Utaara Mootu is a Namibian politician, youth leader and activist. She is an elected member of the Parliament of Namibia following the 2019 elections, representing the Landless People's Movement (Namibia) and serves as the party's parliamentary spokesperson.

==Early life==
Utaara was born in Windhoek on 19 January 1996. She began her education in 2002 at Van Rhyn Primary school in Windhoek, and then Concordia Secondary School. She then furthered her studies in Business Administration (Diploma) at the University of Namibia and continued to a Bachelor's (Honours) in Public Management majoring in Political Science and International Relations. While at the university, she obtained the best 4th year award in her Department of Political Studies and Administration in 2019.

==Activism and politics==
Utaara served as a member in the Learners Representative Council in 2013 and joined various charity programs in church as a child. She also took part in the 2013 high schools battle competition where she took first place in the female's category.
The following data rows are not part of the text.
PR #1053, opened 2015-06-03
Distinguish display of a "normal" link and a subobject

mwjames:
Sometimes it can be hard to distinguish between a standard subject and a subobject when displayed next to each other because the fragment (the part that represents the subobject id) is generally hidden in html. A subject that is identified as subobject now gets a `smw-subobject-entity` class assigned which by default is styled as `italic`.

image

image


mwjames:
@kghbln Do we need or want such feature?

kghbln:
> Do we need or want such feature?

Yes, we do. This will intuitively help users being aware of subobjects.

JeroenDeDauw:
Seems reasonable to me

Issue #895, opened 2015-03-18
Semantic data remains after changing page to redirect


darenwelsh:
Possibly related to [#869] (https://github.com/SemanticMediaWiki/SemanticMediaWiki/issues/869) and [#566] (https://github.com/SemanticMediaWiki/SemanticMediaWiki/issues/566).

1. Create page using a template that sets semantic properties for that page
 * Browse properties for that page and note semantic data
2. Revise that page so it only has code to redirect to a different page
 * Browse properties for that page again and note that semantic data remains

See [this example] (http://semantic-mediawiki.org/w/index.php?title=User:Darenwelsh/Test_Page_2&redirect=no) and note how [its properties] (http://semantic-mediawiki.org/wiki/Special:Browse/User:Darenwelsh-2FTest_Page_2) remained after I revised it to just redirect to another page.

This also happens on pages that use Semantic Forms, but not on pages where a semantic property is set without use of a template. For example

1. Create page including some kind of property being set with {{#set: myProperty = value }}
 * Browse properties for that page and note semantic data
2. Revise that page so it only has code to redirect to a different page
 * Browse properties for that page again and note that semantic data is gone

See [this example] (http://semantic-mediawiki.org/w/index.php?title=User:Darenwelsh/Test_Page_1&redirect=no) and note how [its properties] (http://semantic-mediawiki.org/wiki/Special:Browse/User:Darenwelsh-2FTest_Page_1) are gone as they should be now that the page is just a redirect to another page.

mwjames:
One could cry, it has to be the redirects that consistently create issues and this time it seems to be connected with template usage.

PS: Currently, I don't feel in the mood for a bug hunt (and its sounds like a real pain bug) the last time it cost me a week to create a proper use case let alone to track down the #347 issue.

mwjames:
Here some hints for people who want to debug this, the move/redirect action is initiated by [0] which eventually calls [1] `SMWSQLStore3Writers ::changeTitle` to reshuffle the internal Id assignments.

[0] https://github.com/SemanticMediaWiki/SemanticMediaWiki/blob/master/src/MediaWiki/Hooks/TitleMoveComplete.php

[1] https://github.com/SemanticMediaWiki/SemanticMediaWiki/blob/master/includes/storage/SQLStore/SMW_SQLStore3_Writers.php

mwjames:
[...]

PR #1054, opened 2015-06-08
Special:MovePage and #redirect to create consistent data, refs #895

mwjames:
@kghbln @darenwelsh It is expected to fix the observed issue in #895 but required a different approach than outlined in the original analysis because the `parser-07-02-intext-manual-redirect-template.json` test showed different behaviour on 1.24+.

I hope that we now have a consistent behaviour for `Special:MovePage` and `#REDIRECT`.


mwjames:
@kghbln This could be a disruptive change (which I don't expect) therefore user reports about redirects in 2.3 should be followed up in connection with this PR.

In 2016 she became Vice President of Aesthetics a performing arts society in university. She later joined student activism and feminist groups in 2017 through protests and poetry. In late 2017 she joined the Landless People's Movement (Namibia) spearheaded by Bernadus Swartbooi and Henny Seibeb and become an active activist joining the struggle of the people of Venezuela, genocide and a staunch advocate for land justice.

She became a founding member of the Landless People's Movement transition to a political on 8 February 2019. In 2018 she served as the interim National Spokesperson for LPM being the youngest spokesperson and executive member of a political party after Independence at the age of 22. During the people's assembly in October 2018 she was elected as the official spokesperson of the party and was elected as the 4th candidate on the party's parliamentary list.
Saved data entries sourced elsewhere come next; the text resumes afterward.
PR #1063, opened 2015-06-13
Follow-up on #1035

mwjames:
refs #1035; `$GLOBALS['smwgValueLookupCacheType']` is for opt-in only and it is expected that an optimized cache provider is used. MW's `SqlBagOStuff` pseudo cache or `CACHE_ANYTHING` should not be used.

- Add support for `Store::getPropertySubjects`
- Split some lists as those provide better performance when combined with other objects also use an extra container for `SemanticData`

## Some data 

The following data will not stand a rigour statistical analysis but it should allow to draw some conclusions about the impact of `$GLOBALS['smwgValueLookupCacheType']`.

Measurement based on:
- MediaWiki: 1.23.9 PHP: 5.6.8 with enabled `$wgDebugToolbar = true;` (with only one user at the time of the query execution).
- SPARQLStore Sesame 2.7.14
- SQLStore
- redis 2.8* / Windowsx64

For easy verification, the following data set have been used as base for the sample query (properties are appropriately typed).
```
{{#set_recurring_event:Sample query
 |property=has date
 |Has page=Sample query
 |Has location=London,Berlin,Paris|+sep=,
 |Has area=891.85 km²;64 sqmi;67 sqmi|+sep=;
 |Has wattage=12+33 hp+450 W+15 kW|+sep=+
 |Has text=Simple recurring events text
 |start=June 8, 2010
 |unit=day
 |period=1
 |limit=1000
 |duration=7200
 |include=March 16, 2010;March 23, 2010|+sep=;
 |exclude=March 15, 2010;March 22, 2010|+sep=;
}}
```
Query used via `Special:Ask` to measure data presented below.

```
{{#ask: [[Has page::Sample query]] [[Has area::+]] [[Has wattage::+]]
 |?Has area
 |?Has wattage
 |?Has location
 |?Has date
 |format=broadtable
 |sort=Has date,Has area
}}
```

A member of the Pan African Reinasance Country Chapters and Konrad-Adenauer-Stiftung Talent Empowerment Program, she was sworn in as one of the youngest members of the 7th Parliament of Namibia at the age of 24 on 20 March 2020.

== Contribution ==
Mootu at the Namibia MPs dub genocide deal with the Germany apartheid meeting of signing the deal with German, Mootu was not willing to be part of the signatory committee as she told the prime minister that they betrayed them, she emphasized on the equal participation based on human rights policies and a chance to speak one's-mind out about the economic trauma caused by genocide. Mootu was not happy about the age limitation set by the ministry of education of Namibia that 21 year old learners that completed their NSSC and SSOC through NAMCOL will not be allowed to attend the full-time classes anymore. Mootu opposed it as the Ministry of Education is promoting in-equality in the education system and goes against the freedom of education regardless of the age because education is the strong tool to fight poverty.